28 February 2017

REVIEW: Smoke DZA & Pete Rock - Don't Smoke Rock

2016 saw peaks and valleys for hip hop. A few peaks for Golden Era fans came in the form of new albums from De La Soul and A Tribe Called Quest. Albums that were nostalgic and at the same time relevant. Do you need to be from the Era to create such projects? No. Could you be a student of that Era and create a comparable masterpiece? Yes (see Kendrick and Cole..also KRIT, Logic, Rapsody).

Take Smoke DZA, the 33 year old Harlem emcee was not necessarily "in the game" during the '90s, but he was an avid fan/student thanks to his father. DZA grew up idolizing Jay Z and Biggie Smalls, but you can definitely hear influences from Dipset and Big L in his bars. As a young emcee, DZA began ghostwriting for hip hop artists in the early oughts. He finally put a solo project in books in '09 with his Substance Abuse mixtape.

Enter Pete Rock, the Bronx producer STRAIGHT from the Golden Era. The living legend's professional career started with a few Heavy D production credits in '89 (as well as Groove B Chill, Brand Nubian, Kid 'n Play, and Main Source in the following years), but most know Pete Rock as one half of Pete Rock & CL Smooth. Their '91 EP All Souled Out introduced the world to one of the greatest emcee/DJ duos in hip hop history. Pete Rock is credited as being one of the earliest producers that infused jazz into the hip hop sound.
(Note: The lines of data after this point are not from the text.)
PR #76, opened 2023-10-25
Use random client_id in lieu of static remote_id

bdraco:
## Breaking change

`remote_id` has been removed from YAML and is now a number entity called `Client ID`. Please remove it from your configuration if it has been specified manually.

## Proposed change

It is no longer necessary to save the rolling code counter when switching between firmware.

~~TODO~~
- [x] Test esp32
- [x] test esp8226
- [x] remove testing refs

### DIFF
--- a/components/ratgdo/number/ratgdo_number.cpp
+++ b/components/ratgdo/number/ratgdo_number.cpp
@@ -61,13 +61,9 @@ namespace ratgdo {
             this->traits.set_step(0.1);
             this->traits.set_min_value(0.0);
             this->traits.set_max_value(180.0);
-        }
-        elif (this->number_type_ == RATGDO_ROLLING_CODE_COUNTER)
-        {
+        } else if (this->number_type_ == RATGDO_ROLLING_CODE_COUNTER) {
             this->traits.set_max_value(0xfffffff);
-        }
-        elif (this->number_type_ == RATGDO_CLIENT_ID)
-        {
+        } else if (this->number_type_ == RATGDO_CLIENT_ID) {
             // not sure how large remote_id can be, assuming not more than 24 bits
             this->traits.set_max_value(0xffffff);
         }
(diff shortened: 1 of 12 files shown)


components/ratgdo/number/ratgdo_number.cpp
```diff
@@ -65,7 +75,9 @@ namespace ratgdo {
 
     void RATGDONumber::control(float value)
     {
-        if (this->number_type_ == RATGDO_ROLLING_CODE_COUNTER) {
+        if (this->number_type_ == RATGDO_CLIENT_ID) {
+            this->parent_->set_rolling_code_counter(value);
```
bdraco:
```suggestion
            this->parent_->set_client_id(value);
```

components/ratgdo/number/ratgdo_number.cpp
```diff
@@ -24,12 +26,20 @@ namespace ratgdo {
...
+            }
         }
         this->publish_state(value);
         this->control(value);
 
-        if (this->number_type_ == RATGDO_ROLLING_CODE_COUNTER) {
+        if (this->number_type_ == RATGDO_CLIENT_ID) {
+            this->parent_->subscribe_client_id([=](uint64_t value) {
+                this->update_state(value);
+            });
```
bdraco: Not sure we need this since it can't change from the main code path

components/ratgdo/ratgdo.h
```diff
@@ -133,8 +134,6 @@ namespace ratgdo {
         void set_output_gdo_pin(InternalGPIOPin* pin) { this->output_gdo_pin_ = pin; }
         void set_input_gdo_pin(InternalGPIOPin* pin) { this->input_gdo_pin_ = pin; }
         void set_input_obst_pin(InternalGPIOPin* pin) { this->input_obst_pin_ = pin; }
-        void set_remote_id(uint64_t remote_id) { this->remote_id_ = remote_id & 0xffffff; } // not sure how large remote_id can be, assuming not more than 24 bits
-        uint64_t get_remote_id() { return this->remote_id_; }
```
bdraco, line 137: I think we can keep this pattern since the only place it can change is the number entity

kbx81 (approved):
Working on my setup

mariusmuja:
Looks good :+1:

bdraco:
Thanks everyone for the testing and review.

Going to merge now

PR #81, opened 2023-10-26
Adding cover on_opening and on_closing triggers

### LINKED ISSUE #80: Request: "Door Status" on sooner while opening rather than open?
I use the door status output to turn on parking lasers that help with parking the cars in the right spot. I often enter the garage before the door is even fully up so the laser turns on a bit too late. It would be nice if the door status changed sooner as soon as the door starts opening. If you think about it, whether the door is partially or fully open, it is open and someone can enter. If there are use cases that would require that status to be high only when the door is fully open, then it would be nice for this to be configurable.

I am also happy to modify the code on my end as I need to modify it for other things such as being able to turn on the parking lasers manually when needed (mostly troubleshooting). I have also run into issues with the naming of entities (mostly the door as I want it to just use the name of the device since I called it "Overhead Garage Door") which led me to not use the 'package' feature.

mariusmuja:
This adds `on_opening` and `on_closing` triggers for the cover component, fixes #80.

### DIFF
--- a/base.yaml
+++ b/base.yaml
@@ -4,7 +4,6 @@ external_components:
   - source:
       type: git
       url: https://github.com/ratgdo/esphome-ratgdo
-      ref: cover_opening_closing_triggers
     refresh: 1s
 
 preferences:
--- a/base.yaml
+++ b/base.yaml
@@ -4,6 +4,7 @@ external_components:
   - source:
       type: git
       url: https://github.com/ratgdo/esphome-ratgdo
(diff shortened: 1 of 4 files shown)


bdraco:
Looks good.  I assume it's going to be just fine but I should actually test it to be sure 👍

bdraco (approved):
Thanks @mariusmuja

bdraco:
I forgot to merge this

PR #88, opened 2023-11-05
Fix door requiring two close commands to close

bdraco:
reported at https://github.com/home-assistant/core/issues/103336#issuecomment-1793613688 and confirmed locally

PR #92, opened 2023-11-05
Fix issue #89 by imposing some limits on the random client_id

### LINKED ISSUE #89: Sometimes the first close command is not accepted
https://github.com/ratgdo/esphome-ratgdo/pull/88 added a work around for this problem but it would be nice to discover the root cause and revert the work around.

I didn't have enough time to bisect far enough back to find where the problem was introduced and I didn't want to leave the issue in the wild so I settled on the work around

mariusmuja:
This should fix #89 (and reverts #88). It enforces the client_id to always end with `0x539`, but randomizes the two bytes before that. As an added benefit, it's easy to recognize the esp client_id (always ends in `0x539`).

Also fixes a bug in ratgdo_number where the component's state was not updated when the number value was changed (for example changing the client_id and refreshing/re-opening the web page or the HA device info page would show the old client_id, although the flash and ratgdo used the new one).

### DIFF
--- a/components/ratgdo/number/ratgdo_number.cpp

So when I heard that one of my top 10 producers was doing a full length collab (been waiting about 6 years for that news), you know ya boy had to review it. Don't Smoke Rock is the first tag team LP from Pete Rock and Smoke DZA. And the outcome is no surprise, this album is FUEGO (sorry, not very suspenseful). But if you read the mini bios above, and you assume they stayed true to the artists that they are, then it really shouldn't shock you. Pete Rock provides his perfected jazz/soul hip hop instrumentals, along with a few grimey NY beats. Either way, if you head ain't bobbing throughout, your neck might be broken. Smoke DZA approaches each track with the attention to detail that you get from a true student of the game. Like people who have stepped on the moon, getting a Pete Rock full length collab puts you in a rarefied air. DZA's bars show that the emcee took this opportunity seriously. And the features, all DEM features. You got: Dave East, Rick Ross (meh), Royce da 5'9, Cam'ron, BJ the Chicago Kid, Jadakiss, Styles P, Wale, Big K.R.I.T., Dom Kennedy and Mac Miller (plus two other emcees I've never heard of: NYMLo and theMIND). When it comes to the sound of the album, as mentioned above, you get that classic NY sound from an artist who has honed his craft for almost thirty years. Now let's run through a few tracks.

The track "Limitless" serves as the real intro to the album and group. There is an "Intro" track, but that's just DZA setting up the album through a monologue. My only complaint with "Limitless" is that I feel they squandered the Dave East feature, allowing him to just contribute the hook. But I can look past this because DZA goes HARD. His bravado and braggadocio bars reintroduce him to whole new demographic of people who peeped this project on the strength of Pete Rock's name. DZA made sure his skill and confidence are front and center, and that he justifies the Pete Rock cosign. But the first track I heard from this project, the one that had my ears up like a jack rabbit, was "Milestones". THIS TRACK, features BJ the Chicago Kid on the hook, and two thirds of the almighty LOX on the verses. Now I'm not gonna say something blasphemous like DZA's bars are better than Jadakiss' or Style P's joints, but man, the kid came to play. DZA starts off the track with his throwback flow and street metaphors that prove he can get on a track with the best of them. And yes, when it comes to a street track, the LOX are the best of them. This track, this one I could have on repeat for days.

On many tracks (with or without features) DZA approaches the Pete Rock instrumentals from a meticulous standpoint. What I mean is that DZA keeps it simple, in the best way possible. While his metaphors are complex, he doesn't overwhelm the tracks with flashy flows and lyrics. His cadence is crisp and his lyrics stay sharp. The whole point of joining forces with a legendary producer is to create a perfect pairing. The DJ is the most important person in hip hop. They hold all the keys, and they push the culture to the masses. If you give a chef a perfect steak, they won't drench it in sauce or go crazy with the sides. You let each component breath and shine. Pete Rock gave DZA the perfect steak. And DZA showed composure and constraint (and care) with his product. This is what a well oiled machine looks/sounds like. When you create a project with thoughtful lyrics and excellent production, you get a timeless work of art. If you're a fan of the Golden Era sound, BARS, or just timeless production, do yourself a favor and add Don't Smock Rock to your playlist.